“Good middle-class people, Franklin boasts, were his ancestors,” says the description…hey, that’s just like me, the guy building his Harvard Classics library by mail order! (I might also note that, if memory serves, they were the kind of good middle class people Franklin couldn’t wait to get the hell away from.)
Volume 1 (easy to reach), pp. 5-15. Let’s rock it.
-- Oh, it’s the beginning of the autobiography – the first page, practically, of the first volume. This is the most read page in the history of the Harvard Classics!
And I’m sure it has a Secretariat-at-Belmont lead over the next-most-read page. “Famous Prefaces,” itself practically a racehorse name, is way up the track.
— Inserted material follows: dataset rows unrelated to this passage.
PR #5360, opened 2023-08-29
[Admin] Add form component

waiting-for-dev:
## Summary

The first commit belongs to #5358.

Introducing a form component brings a two-fold benefit:

1. It wraps all the form component dependencies in a single place so that we don't need to redeclare them in every other form (e.g., the product creation form).
2. It allows defining a form from the outside, which is a first step towards making the admin forms configurable.

Internally, it uses Rails' [`form_with` helper](https://api.rubyonrails.org/classes/ActionView/Helpers/FormHelper.html#method-i-form_with), and all the given arguments are passed to it. The only exception is the `elements:` key, which is used to define the form elements.

The form elements are simple builders of renderable things that happen within a form context. That's to say, to be rendered, both the form component instance and the Rails' form builder are given to a `#call` method.

We ship with out-of-the-box form elements for fields, fieldsets and arbitrary components or HTML.

Notice that there's a circular dependency between form and form elements. While the form calls the elements to get the renderable content, the elements can use the form to get the configured dependencies. For instance, when rendering a text field element, it'll use the configured text_field dependency in the form. This complexity is an acceptable trade-off for a double benefit: the ability to change all the form dependencies at once (e.g., using a different text field component across a form), and the removal of boilerplate from the form element definitions. Nonetheless, the default behavior can be overridden by passing a different component to the form element.

This commit also makes some tangential changes that were necessary:

- We rename the `form:` parameter to `builder:` in the components within the form namespace. As we have now a form component, that makes it more explicit that it corresponds to the Rails' form builder.
- We add `.rb` files within the preview directories to Tailwind watchable files.
- We modify the `mock_component` test helper to accept not providing a block.

Ref. #5329

## Checklist


admin/spec/components/previews/solidus_admin/ui/forms/text_field/component_preview.rb
```diff
@@ -6,7 +6,11 @@ class SolidusAdmin::UI::Forms::TextField::ComponentPreview < ViewComponent::Prev
 
   # The text field component is used to render a text field in a form.
   #
-  # It must be used within the block context yielded in the [`form_with`
+  # Most commonly, it'll be used indirectly through the definition given to a
+  # [form component](../form/overview).
+  #
+  # For standalone usage, it must be used within the block context yielded in
+  # the [`form_with`
   # ](https://api.rubyonrails.org/v5.1/classes/ActionView/Helpers/FormHelper.html#method-i-form_with)
```
rainerdema, line 14: I think there is an extra line here

rainerdema (approved):
This is amazing, thanks @waiting-for-dev!

admin/spec/components/previews/solidus_admin/ui/forms/text_field/component_preview.rb
waiting-for-dev: Well, that was the automatic formatting to make the line fit the max length :slightly_smiling_face:

PR #5364, opened 2023-08-31
[Admin] Add modal component

the-krg:
## Summary
Those slots allow the developer to pass a block to the component, this enables an in-depth customization of the component, especially for the modal, in which the body should be dynamic. Since modals also carry action confirmations,
I've added the possibility to change the action button as well.

The modal is actually just a UI trick to show regular content and the close button (along with clicking on the backdrop) are simple links and just point to a URL which will need to be provided explicitly.

Currently we don't have a use case for `alert()` / `confirm()` style modals that are transactional, but we'll bake in that functionality if we'll bump into such cases.

image
image
image

## Checklist

### DIFF
--- a/admin/app/components/solidus_admin/ui/modal/component.html.erb
+++ b/admin/app/components/solidus_admin/ui/modal/component.html.erb
@@ -1,0 +1,37 @@
+<dialog
+  data-controller="<%= stimulus_id %>"
+  <%= tag.attributes(
+    "aria-label": @title,
+    class: "relative z-10",
+    **@attributes
+  ) %>
+>
+  <a href="<%= @close_path %>" aria-hidden="true" class="cursor-default fixed inset-0 bg-gray-100/30 backdrop-blur-sm overflow-y-auto"></a>
+  <div class="fixed inset-0 z-10 pointer-events-none flex min-h-full justify-center p-4 text-center items-center">
+    <div class="pointer-events-auto cursor-auto relative transform overflow-auto rounded-lg bg-white text-left shadow-xl max-w-lg divide-y divide-gray-100">
+
+      <header class="flex items-center justify-between p-4">
+        <h3 class="text-xl font-semibold text-gray-900">
+          <%= @title %>
+        </h3>
+        <%= render component('ui/button').new(
+          tag: :a,
+          href: @close_path,
+          icon: 'close-line',
+          scheme: :ghost,
+          title: t('.close'),
+        ) %>
+      </header>
+
+      <div class="p-4 overflow-auto max-h-96">
+        <%= content %>
+      </div>
+
+      <% if actions? %>
+        <footer class="p-4 flex gap-2 justify-end">
+          <%= actions %>
+        </footer>
+      <% end %>
+    </div>
+  </div>
+</dialog>
--- a/admin/app/components/solidus_admin/ui/modal/component.rb
+++ b/admin/app/components/solidus_admin/ui/modal/component.rb
@@ -1,0 +1,12 @@
+# frozen_string_literal: true
+
+class SolidusAdmin::UI::Modal::Component < SolidusAdmin::BaseComponent
+  renders_one :actions
+
+  def initialize(title:, close_path: nil, open: true, **attributes)
+    @title = title
+    @close_path = close_path
+    @attributes = attributes
+    @attributes[:open] = open
+  end
+end
--- a/admin/app/components/solidus_admin/ui/modal/component.yml
+++ b/admin/app/components/solidus_admin/ui/modal/component.yml
@@ -1,0 +1,2 @@
+en:
+  close: Close
--- a/admin/spec/components/previews/solidus_admin/ui/modal/component_preview.rb
+++ b/admin/spec/components/previews/solidus_admin/ui/modal/component_preview.rb
@@ -1,0 +1,18 @@
+# frozen_string_literal: true
+
+# @component "ui/modal"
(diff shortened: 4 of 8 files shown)


admin/app/components/solidus_admin/ui/modal/component.html.erb
```diff
@@ -0,0 +1,33 @@
+<div data-controller=<%= stimulus_id %> id=<%= @id %> class="relative z-10 hidden" aria-labelledby="modal-title" role="dialog" aria-modal="true">
```
elia, line 1: Thoughts on using the `<dialog>` element directly instead of using `role="dialog"`?

https://developer.mozilla.org/en-US/docs/Web/HTML/Element/dialog

elia (commented):
Great! Left a couple of suggestions / questions 👍

admin/app/components/solidus_admin/ui/modal/component.js
```diff
@@ -0,0 +1,9 @@
+import { Controller } from "@hotwired/stimulus"
+
+export default class extends Controller {
+  static values = { modal: String }
+
+  toggleModal(e) {
+    document.getElementById(e.currentTarget.dataset.modalId).classList.toggle('hidden');
```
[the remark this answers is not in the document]
the-krg: Whoa, great insights! 🚀 

I decided to stop using the hidden attribute and go with the "close" one, provided by the `<dialog>` element :) 
_Those variants are great tho!_

WDYT?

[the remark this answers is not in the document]
the-krg: >Also if I understand this correctly in the presence of multiple modals in the same page the code would be executed by each of them and potentially multiple toggles could happen.

Hmmm 🤔 I don't think I understood. The target is the modal's id, so it wound only trigger the one that is on the `data-ui--modal-modal-id-param` attribute.
Also on the Lookbok's Overview I render 3 different modals on the same page. They all are correctly targeted.

admin/app/components/solidus_admin/ui/modal/component.rb
```diff
@@ -0,0 +1,22 @@
...
+  )
+    @id = id
+    @title = title
+    @close_message = close_message
+    @button_component = button_component
+  end
+
+  def render_cancel_button
+    render @button_component.new(text: @close_message, scheme: :secondary, class: 'sm:mt-0 sm:w-auto', 'data-action': "#{stimulus_id}#toggleModal", "data-#{stimulus_id}-modal-id-param": @id)
+  end
```
rainerdema, line 21: Could we inline the close button rendering in the `component.html.erb` file instead of using a separate method?
Given its simplicity, keeping it in the main template could enhance readability at this stage 🤔

admin/app/components/solidus_admin/ui/modal/component.rb
```diff
@@ -0,0 +1,22 @@
...
+
+class SolidusAdmin::UI::Modal::Component < SolidusAdmin::BaseComponent
+  renders_one :body
+  renders_one :actions
+
+  def initialize(
+    title:,
+    id: SecureRandom.hex,
+    close_message: "Close",
+    button_component: component("ui/button")
```
rainerdema, line 11: In line with the recently merged PR #5372, we should now avoid injecting components through the initializer.

admin/app/components/solidus_admin/ui/modal/component.html.erb
```diff
@@ -0,0 +1,33 @@
...
+      <div class="relative transform overflow-hidden rounded-lg bg-white text-left shadow-xl sm:my-8 sm:w-full sm:max-w-lg divide-y">
+        <div class="flex justify-between pb-4 pt-5 sm:p-6 sm:pb-4">
+          <div class="mt-3 text-center sm:mt-0 sm:text-left">
+            <h3 class="text-xl font-semibold leading-6 text-gray-900" id="modal-title">
+              <%= @title %>
+            </h3>
+          </div>
+          <button type="button" class="close" data-action=<%= "#{stimulus_id}#toggleModal" %> aria-label="Close" <%= "data-#{stimulus_id}-modal-id-param=#{@id}" %>>
+            <span aria-hidden="true">&times;</span>
+          </button>
```
rainerdema, line 15: Why not use a `component('ui/button')` for this button?

rainerdema (commented):
Overall, great work! 👏 I've left a few comments 👍

admin/spec/components/previews/solidus_admin/ui/modal/component_preview/overview.html.erb
```diff
@@ -0,0 +1,71 @@
+<div class="flex justify-center items-center h-screen">
+  <table>
+    <tr>
+      <td class="px-3 py-1 text-center">
+        <%= render component('ui/button').new(
+          scheme: :primary,
+          text: 'Modal',
+          'data-action': 'click->ui--modal#toggleModal',
+          'data-controller': 'ui--modal',
```
elia, line 9: We should find a way to avoid reusing the same controller for both the modal and the button opening it, but I think we can fix it later when we start using them.

elia (approved):
Great! I left some more notes, but looks good generally, up to you on how to act on each of them. 

In any case some stuff will be adjusted once we start using it!

admin/app/components/solidus_admin/ui/modal/component.html.erb
the-krg: Unfortunately our button component only allows primary, secondary and ghost "layouts"; the `x` button on the modal does not match any of those.

rainerdema (approved):
👏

--- Franklin’s uncle, for whom he was named, taught himself a shorthand. I should teach myself a shorthand. What am I doing reading this? On the other hand, I know how to type, so I’m smarter than Franklin. And I can drive a stick, so I’m smarter than Alexander Pope.
-- Franklin, like my son, was terrible in arithmetic and great in everything else. Now I’ve learned something practical!
-- Franklin also asserts the virtues of eating terrible food (which is, you don’t mind when you are served terrible food) – perhaps he is also the father of WASP cuisine as well as the postal service.
-- He also regrets reading a lot of theology when he was little. Also, attention bloggers: “[A] disputatious turn, by the way, is apt to become a very bad habit, making people often ex
tremely disagreeable in company by the contradiction that is necessary to bring it into practice; and thence, besides souring and spoiling the conversation, is productive of disgusts and, perhaps enmities where you may have occasion for friendship. I had caught it by reading my father’s books of dispute about religion. Persons of good sense, I have since observed, seldom fall into it, except lawyers, university men, and men of all sorts that have been bred at Edinborough."
I think that’s supposed to be a ba-dum-bum right there.